▶ _Problem description_: Go through the listing and transcribe each line exactly.

▶ _Material provided_:
+---+
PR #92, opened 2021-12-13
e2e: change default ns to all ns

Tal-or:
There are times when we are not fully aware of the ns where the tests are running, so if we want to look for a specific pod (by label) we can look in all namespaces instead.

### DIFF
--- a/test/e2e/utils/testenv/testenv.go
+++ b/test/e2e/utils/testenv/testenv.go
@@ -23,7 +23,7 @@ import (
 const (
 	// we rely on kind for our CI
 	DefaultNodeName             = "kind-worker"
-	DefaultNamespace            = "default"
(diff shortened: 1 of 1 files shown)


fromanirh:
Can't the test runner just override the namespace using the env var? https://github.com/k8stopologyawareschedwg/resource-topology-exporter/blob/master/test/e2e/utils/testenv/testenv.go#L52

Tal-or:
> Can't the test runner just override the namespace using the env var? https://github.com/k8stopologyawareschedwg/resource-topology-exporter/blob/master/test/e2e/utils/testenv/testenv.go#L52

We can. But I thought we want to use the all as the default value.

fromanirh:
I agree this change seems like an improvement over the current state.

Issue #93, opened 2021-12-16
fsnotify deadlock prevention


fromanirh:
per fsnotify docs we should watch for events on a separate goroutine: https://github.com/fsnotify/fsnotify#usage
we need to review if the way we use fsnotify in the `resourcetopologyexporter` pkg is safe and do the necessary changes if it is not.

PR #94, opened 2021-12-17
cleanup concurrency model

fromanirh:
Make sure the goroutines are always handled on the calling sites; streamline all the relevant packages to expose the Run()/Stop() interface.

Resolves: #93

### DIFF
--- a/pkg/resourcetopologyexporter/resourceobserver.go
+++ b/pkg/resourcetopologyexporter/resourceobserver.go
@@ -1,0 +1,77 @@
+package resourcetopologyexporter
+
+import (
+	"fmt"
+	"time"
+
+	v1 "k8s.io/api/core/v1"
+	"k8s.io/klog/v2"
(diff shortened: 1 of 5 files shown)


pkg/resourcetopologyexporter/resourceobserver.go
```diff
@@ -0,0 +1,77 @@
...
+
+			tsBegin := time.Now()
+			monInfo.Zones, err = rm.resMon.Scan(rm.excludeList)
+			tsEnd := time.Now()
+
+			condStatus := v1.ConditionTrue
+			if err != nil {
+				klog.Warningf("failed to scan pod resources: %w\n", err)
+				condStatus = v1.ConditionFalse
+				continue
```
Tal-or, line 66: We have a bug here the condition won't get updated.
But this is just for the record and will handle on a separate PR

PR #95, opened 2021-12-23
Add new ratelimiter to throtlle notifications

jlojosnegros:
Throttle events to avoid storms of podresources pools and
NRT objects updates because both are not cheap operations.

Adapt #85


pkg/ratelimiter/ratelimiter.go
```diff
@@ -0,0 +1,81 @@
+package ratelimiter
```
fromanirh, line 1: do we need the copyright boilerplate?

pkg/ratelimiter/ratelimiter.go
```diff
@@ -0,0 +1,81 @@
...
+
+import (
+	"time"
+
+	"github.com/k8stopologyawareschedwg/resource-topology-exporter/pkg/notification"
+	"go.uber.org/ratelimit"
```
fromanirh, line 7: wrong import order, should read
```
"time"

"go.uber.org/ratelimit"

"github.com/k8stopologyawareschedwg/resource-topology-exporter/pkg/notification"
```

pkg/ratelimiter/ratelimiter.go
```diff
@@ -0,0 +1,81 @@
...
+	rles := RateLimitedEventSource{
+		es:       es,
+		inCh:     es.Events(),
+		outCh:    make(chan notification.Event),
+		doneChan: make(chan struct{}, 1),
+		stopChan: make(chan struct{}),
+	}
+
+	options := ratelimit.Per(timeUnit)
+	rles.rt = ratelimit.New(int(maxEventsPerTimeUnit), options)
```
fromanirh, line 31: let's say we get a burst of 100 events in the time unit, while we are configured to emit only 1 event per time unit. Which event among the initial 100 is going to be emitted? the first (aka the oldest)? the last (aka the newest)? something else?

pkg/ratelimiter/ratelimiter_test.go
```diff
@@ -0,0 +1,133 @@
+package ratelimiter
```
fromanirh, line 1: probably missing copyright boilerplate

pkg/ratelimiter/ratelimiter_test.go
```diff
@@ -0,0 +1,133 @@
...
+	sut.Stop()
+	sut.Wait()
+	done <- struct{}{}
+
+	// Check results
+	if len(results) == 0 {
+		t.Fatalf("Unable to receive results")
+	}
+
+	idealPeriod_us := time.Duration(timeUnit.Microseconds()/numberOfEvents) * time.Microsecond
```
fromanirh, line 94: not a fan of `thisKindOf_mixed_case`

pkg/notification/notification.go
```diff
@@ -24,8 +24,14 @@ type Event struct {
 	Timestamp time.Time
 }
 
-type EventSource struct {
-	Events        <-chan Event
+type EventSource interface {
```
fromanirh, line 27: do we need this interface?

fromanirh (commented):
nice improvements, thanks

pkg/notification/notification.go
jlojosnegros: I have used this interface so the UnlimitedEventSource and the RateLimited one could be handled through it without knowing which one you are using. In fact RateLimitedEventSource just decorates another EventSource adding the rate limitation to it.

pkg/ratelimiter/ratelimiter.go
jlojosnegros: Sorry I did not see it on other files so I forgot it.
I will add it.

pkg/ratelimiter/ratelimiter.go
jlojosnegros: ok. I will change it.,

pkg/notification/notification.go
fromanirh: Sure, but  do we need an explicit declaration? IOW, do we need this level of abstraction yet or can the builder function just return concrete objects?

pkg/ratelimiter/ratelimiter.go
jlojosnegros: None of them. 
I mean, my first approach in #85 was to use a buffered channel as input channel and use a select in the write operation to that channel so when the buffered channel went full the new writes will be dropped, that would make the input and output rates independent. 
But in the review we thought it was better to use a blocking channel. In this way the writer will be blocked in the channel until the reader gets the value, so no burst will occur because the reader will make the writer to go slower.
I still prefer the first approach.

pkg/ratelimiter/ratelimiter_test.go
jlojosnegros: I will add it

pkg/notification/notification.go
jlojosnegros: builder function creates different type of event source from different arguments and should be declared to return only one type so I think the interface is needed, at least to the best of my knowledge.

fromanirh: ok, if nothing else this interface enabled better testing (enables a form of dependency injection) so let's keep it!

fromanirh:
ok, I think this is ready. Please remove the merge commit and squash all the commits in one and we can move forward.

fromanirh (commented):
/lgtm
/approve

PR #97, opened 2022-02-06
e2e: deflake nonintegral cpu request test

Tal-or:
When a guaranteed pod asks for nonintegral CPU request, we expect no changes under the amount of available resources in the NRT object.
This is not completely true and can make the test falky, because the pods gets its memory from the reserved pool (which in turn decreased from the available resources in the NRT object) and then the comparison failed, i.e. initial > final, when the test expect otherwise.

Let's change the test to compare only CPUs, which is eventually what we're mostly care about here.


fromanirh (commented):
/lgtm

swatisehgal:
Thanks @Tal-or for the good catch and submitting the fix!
+---+
▶ _Response to the exercise_:
PR #92, opened 2021-12-13
e2e: change default ns to all ns

Tal-or:
There are times when we are not fully aware of the ns where the tests are running, so if we want to look for a specific pod (by label) we can look in all namespaces instead.

### DIFF
--- a/test/e2e/utils/testenv/testenv.go
+++ b/test/e2e/utils/testenv/testenv.go
@@ -23,7 +23,7 @@ import (
 const (
 	// we rely on kind for our CI
 	DefaultNodeName             = "kind-worker"
-	DefaultNamespace            = "default"
(diff shortened: 1 of 1 files shown)


fromanirh:
Can't the test runner just override the namespace using the env var? https://github.com/k8stopologyawareschedwg/resource-topology-exporter/blob/master/test/e2e/utils/testenv/testenv.go#L52

Tal-or:
> Can't the test runner just override the namespace using the env var? https://github.com/k8stopologyawareschedwg/resource-topology-exporter/blob/master/test/e2e/utils/testenv/testenv.go#L52

We can. But I thought we want to use the all as the default value.

fromanirh:
I agree this change seems like an improvement over the current state.

Issue #93, opened 2021-12-16
fsnotify deadlock prevention


fromanirh:
per fsnotify docs we should watch for events on a separate goroutine: https://github.com/fsnotify/fsnotify#usage
we need to review if the way we use fsnotify in the `resourcetopologyexporter` pkg is safe and do the necessary changes if it is not.

PR #94, opened 2021-12-17
cleanup concurrency model

fromanirh:
Make sure the goroutines are always handled on the calling sites; streamline all the relevant packages to expose the Run()/Stop() interface.

Resolves: #93

### DIFF
--- a/pkg/resourcetopologyexporter/resourceobserver.go
+++ b/pkg/resourcetopologyexporter/resourceobserver.go
@@ -1,0 +1,77 @@
+package resourcetopologyexporter
+
+import (
+	"fmt"
+	"time"
+
+	v1 "k8s.io/api/core/v1"
+	"k8s.io/klog/v2"
(diff shortened: 1 of 5 files shown)


pkg/resourcetopologyexporter/resourceobserver.go
```diff
@@ -0,0 +1,77 @@
...
+
+			tsBegin := time.Now()
+			monInfo.Zones, err = rm.resMon.Scan(rm.excludeList)
+			tsEnd := time.Now()
+
+			condStatus := v1.ConditionTrue
+			if err != nil {
+				klog.Warningf("failed to scan pod resources: %w\n", err)
+				condStatus = v1.ConditionFalse
+				continue
```
Tal-or, line 66: We have a bug here the condition won't get updated.
But this is just for the record and will handle on a separate PR

PR #95, opened 2021-12-23
Add new ratelimiter to throtlle notifications

jlojosnegros:
Throttle events to avoid storms of podresources pools and
NRT objects updates because both are not cheap operations.

Adapt #85


pkg/ratelimiter/ratelimiter.go
```diff
@@ -0,0 +1,81 @@
+package ratelimiter
```
fromanirh, line 1: do we need the copyright boilerplate?

pkg/ratelimiter/ratelimiter.go
```diff
@@ -0,0 +1,81 @@
...
+
+import (
+	"time"
+
+	"github.com/k8stopologyawareschedwg/resource-topology-exporter/pkg/notification"
+	"go.uber.org/ratelimit"
```
fromanirh, line 7: wrong import order, should read
```
"time"

"go.uber.org/ratelimit"

"github.com/k8stopologyawareschedwg/resource-topology-exporter/pkg/notification"
```

pkg/ratelimiter/ratelimiter.go
```diff
@@ -0,0 +1,81 @@
...
+	rles := RateLimitedEventSource{
+		es:       es,
+		inCh:     es.Events(),
+		outCh:    make(chan notification.Event),
+		doneChan: make(chan struct{}, 1),
+		stopChan: make(chan struct{}),
+	}
+
+	options := ratelimit.Per(timeUnit)
+	rles.rt = ratelimit.New(int(maxEventsPerTimeUnit), options)
```
fromanirh, line 31: let's say we get a burst of 100 events in the time unit, while we are configured to emit only 1 event per time unit. Which event among the initial 100 is going to be emitted? the first (aka the oldest)? the last (aka the newest)? something else?

pkg/ratelimiter/ratelimiter_test.go
```diff
@@ -0,0 +1,133 @@
+package ratelimiter
```
fromanirh, line 1: probably missing copyright boilerplate

pkg/ratelimiter/ratelimiter_test.go
```diff
@@ -0,0 +1,133 @@
...
+	sut.Stop()
+	sut.Wait()
+	done <- struct{}{}
+
+	// Check results
+	if len(results) == 0 {
+		t.Fatalf("Unable to receive results")
+	}
+
+	idealPeriod_us := time.Duration(timeUnit.Microseconds()/numberOfEvents) * time.Microsecond
```
fromanirh, line 94: not a fan of `thisKindOf_mixed_case`

pkg/notification/notification.go
```diff
@@ -24,8 +24,14 @@ type Event struct {
 	Timestamp time.Time
 }
 
-type EventSource struct {
-	Events        <-chan Event
+type EventSource interface {
```
fromanirh, line 27: do we need this interface?

fromanirh (commented):
nice improvements, thanks

pkg/notification/notification.go
jlojosnegros: I have used this interface so the UnlimitedEventSource and the RateLimited one could be handled through it without knowing which one you are using. In fact RateLimitedEventSource just decorates another EventSource adding the rate limitation to it.

pkg/ratelimiter/ratelimiter.go
jlojosnegros: Sorry I did not see it on other files so I forgot it.
I will add it.

pkg/ratelimiter/ratelimiter.go
jlojosnegros: ok. I will change it.,

pkg/notification/notification.go
fromanirh: Sure, but  do we need an explicit declaration? IOW, do we need this level of abstraction yet or can the builder function just return concrete objects?

pkg/ratelimiter/ratelimiter.go
jlojosnegros: None of them. 
I mean, my first approach in #85 was to use a buffered channel as input channel and use a select in the write operation to that channel so when the buffered channel went full the new writes will be dropped, that would make the input and output rates independent. 
But in the review we thought it was better to use a blocking channel. In this way the writer will be blocked in the channel until the reader gets the value, so no burst will occur because the reader will make the writer to go slower.
I still prefer the first approach.

pkg/ratelimiter/ratelimiter_test.go
jlojosnegros: I will add it

pkg/notification/notification.go
jlojosnegros: builder function creates different type of event source from different arguments and should be declared to return only one type so I think the interface is needed, at least to the best of my knowledge.

fromanirh: ok, if nothing else this interface enabled better testing (enables a form of dependency injection) so let's keep it!

fromanirh:
ok, I think this is ready. Please remove the merge commit and squash all the commits in one and we can move forward.

fromanirh (commented):
/lgtm
/approve

PR #97, opened 2022-02-06
e2e: deflake nonintegral cpu request test

Tal-or:
When a guaranteed pod asks for nonintegral CPU request, we expect no changes under the amount of available resources in the NRT object.
This is not completely true and can make the test falky, because the pods gets its memory from the reserved pool (which in turn decreased from the available resources in the NRT object) and then the comparison failed, i.e. initial > final, when the test expect otherwise.

Let's change the test to compare only CPUs, which is eventually what we're mostly care about here.


fromanirh (commented):
/lgtm

swatisehgal:
Thanks @Tal-or for the good catch and submitting the fix!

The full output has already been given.